PR #28901, opened 2026-03-27
Add support to NUMBER to Python UDFs

wendigo:
## Release notes

```markdown
## Section
```

### DIFF
--- a/plugin/trino-functions-python/src/main/java/io/trino/plugin/functions/python/TrinoTypes.java
+++ b/plugin/trino-functions-python/src/main/java/io/trino/plugin/functions/python/TrinoTypes.java
@@ -17,6 +17,7 @@ import io.airlift.slice.DynamicSliceOutput;
 import io.airlift.slice.Slice;
 import io.airlift.slice.SliceInput;
 import io.airlift.slice.SliceOutput;
+import io.airlift.slice.Slices;
 import io.trino.spi.TrinoException;
 import io.trino.spi.block.Block;
 import io.trino.spi.block.SqlMap;
@@ -51,6 +52,8 @@ import io.trino.spi.type.TrinoNumber;
 import io.trino.spi.type.Type;
 import io.trino.spi.type.VarcharType;
 
+import java.io.IOException;
+import java.io.UncheckedIOException;
 import java.math.BigDecimal;
 import java.util.List;
 
@@ -110,7 +113,7 @@ final class TrinoTypes
     public static Slice toRowTypeDescriptor(List<Type> types)
     {
         if (types.isEmpty()) {
-            SliceOutput output = new DynamicSliceOutput(8);
+            SliceOutput output = Slices.allocate(8).getOutput();
             output.writeInt(TrinoType.ROW.id());
             output.writeInt(0);
             return output.slice();
@@ -121,9 +124,13 @@ final class TrinoTypes
 
     public static Slice toTypeDescriptor(Type type)
     {
-        SliceOutput output = new DynamicSliceOutput(64);
-        toTypeDescriptor(type, output);
-        return output.slice();
+        try (SliceOutput output = new DynamicSliceOutput(64)) {
+            toTypeDescriptor(type, output);
+            return output.slice();
+        }
+        catch (IOException e) {
+            throw new UncheckedIOException(e);
+        }
     }
 
     private static void toTypeDescriptor(Type type, SliceOutput output)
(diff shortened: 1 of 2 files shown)


plugin/trino-functions-python/src/main/java/io/trino/plugin/functions/python/TrinoTypes.java
```diff
@@ -201,6 +204,18 @@ private static void javaToBinary(Type type, Object value, SliceOutput output)
                         : Decimals.toString((Int128) value, decimalType.getScale());
                 writeVariableSlice(utf8Slice(decimalString), output);
             }
+            case NumberType _ -> {
+                TrinoNumber number = (TrinoNumber) value;
+
+                switch (number.toBigDecimal()) {
+                    case TrinoNumber.BigDecimalValue bigDecimalValue ->
```
findepi:
```suggestion
                    case TrinoNumber.BigDecimalValue(BigDecimal  bigDecimal) ->
```

plugin/trino-functions-python/src/main/java/io/trino/plugin/functions/python/TrinoTypes.java
```diff
@@ -201,6 +204,18 @@ private static void javaToBinary(Type type, Object value, SliceOutput output)
...
+                            writeVariableSlice(utf8Slice(bigDecimalValue.toString()), output);
+                    case TrinoNumber.Infinity infinity ->
```
findepi: You can pull `writeVariableSlice(utf8Slice(` outside of `switch`

plugin/trino-functions-python/src/main/java/io/trino/plugin/functions/python/TrinoTypes.java
```diff
@@ -201,6 +204,18 @@ private static void javaToBinary(Type type, Object value, SliceOutput output)
...
+                            writeVariableSlice(infinity.negative() ? utf8Slice("-Infinity") : utf8Slice("Infinity"), output);
+                    case TrinoNumber.NotANumber _ ->
```
findepi:
```suggestion
                    case TrinoNumber.NotANumber() ->
```

plugin/trino-functions-python/src/main/java/io/trino/plugin/functions/python/TrinoTypes.java
findepi:
```suggestion
                    case TrinoNumber.Infinity(boolean negative) ->
```

plugin/trino-functions-python/src/main/java/io/trino/plugin/functions/python/TrinoTypes.java
```diff
@@ -156,7 +159,7 @@ private static TrinoType singletonType(Type type)
             case StandardTypes.TINYINT -> TrinoType.TINYINT;
             case StandardTypes.DOUBLE -> TrinoType.DOUBLE;
             case StandardTypes.REAL -> TrinoType.REAL;
-            case StandardTypes.DECIMAL -> TrinoType.DECIMAL;
+            case StandardTypes.DECIMAL, StandardTypes.NUMBER -> TrinoType.DECIMAL;
```
findepi, line 169: What is the semantics of TrinoType enum?
I don't see javadoc nor usages on it... Why is it safe to present NUMBER as a decimal?

plugin/trino-functions-python/src/test/java/io/trino/plugin/functions/python/TestPythonFunctions.java
```diff
@@ -751,6 +751,27 @@ SELECT bad_bigint_return()
...
+                WITH (handler = 'multiply')
+                AS $$
+                from decimal import Decimal
+                def multiply(x, y):
+                    return x * y * Decimal("100000000000000000000.000000000000000000000000000000000000001")
+                $$
+                """;
+
+        assertThat(assertions.query(
+                query + "SELECT multiply(NUMBER '1.12345', NUMBER '2.54321')"))
```
findepi, line 772: Can you please add a test with NULL, NaN and ±Infinity?

plugin/trino-functions-python/src/main/java/io/trino/plugin/functions/python/TrinoTypes.java
wendigo: It's a translation between the host and the wasm environment. Types are covered here: https://github.com/trinodb/trino-wasm-python/blob/master/pyhost.h#L10

plugin/trino-functions-python/src/test/java/io/trino/plugin/functions/python/TestPythonFunctions.java
wendigo: NaN and +/- Infinity are not supported by wasm python yet so nothing to test.

plugin/trino-functions-python/src/main/java/io/trino/plugin/functions/python/TrinoTypes.java
findepi: to me this looks like we need to expand that enum when a new trino type is added

plugin/trino-functions-python/src/test/java/io/trino/plugin/functions/python/TestPythonFunctions.java
findepi: the behavior should still be tested, regardless of current behavior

Assigned task: Reply with one number only: the count of lines in the entries that contain "DynamicSliceOutput".

Written solution: 4